Stored data entries:

....

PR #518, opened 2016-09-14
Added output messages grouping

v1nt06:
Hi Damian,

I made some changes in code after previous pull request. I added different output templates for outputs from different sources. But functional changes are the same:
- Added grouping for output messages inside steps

....

How to complete this task: Print the entries once more, character for character.

The answer:
PR #518, opened 2016-09-14
Added output messages grouping

v1nt06:
Hi Damian,

I made some changes in code after previous pull request. I added different output templates for outputs from different sources. But functional changes are the same:
- Added grouping for output messages inside steps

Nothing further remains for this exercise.